[Stored records]
Issue #1831, opened 2015-10-02
False positive: disallowParenthesesAroundArrowParam rest-params


SimenB:
If the only arg is a rest-param (to get `arguments` as a real array)

Using 2.2.1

- REQUIRED WORK -
What is needed is an exact, complete copy of the entries above.

- ANSWER -
Issue #1831, opened 2015-10-02
False positive: disallowParenthesesAroundArrowParam rest-params


SimenB:
If the only arg is a rest-param (to get `arguments` as a real array)

Using 2.2.1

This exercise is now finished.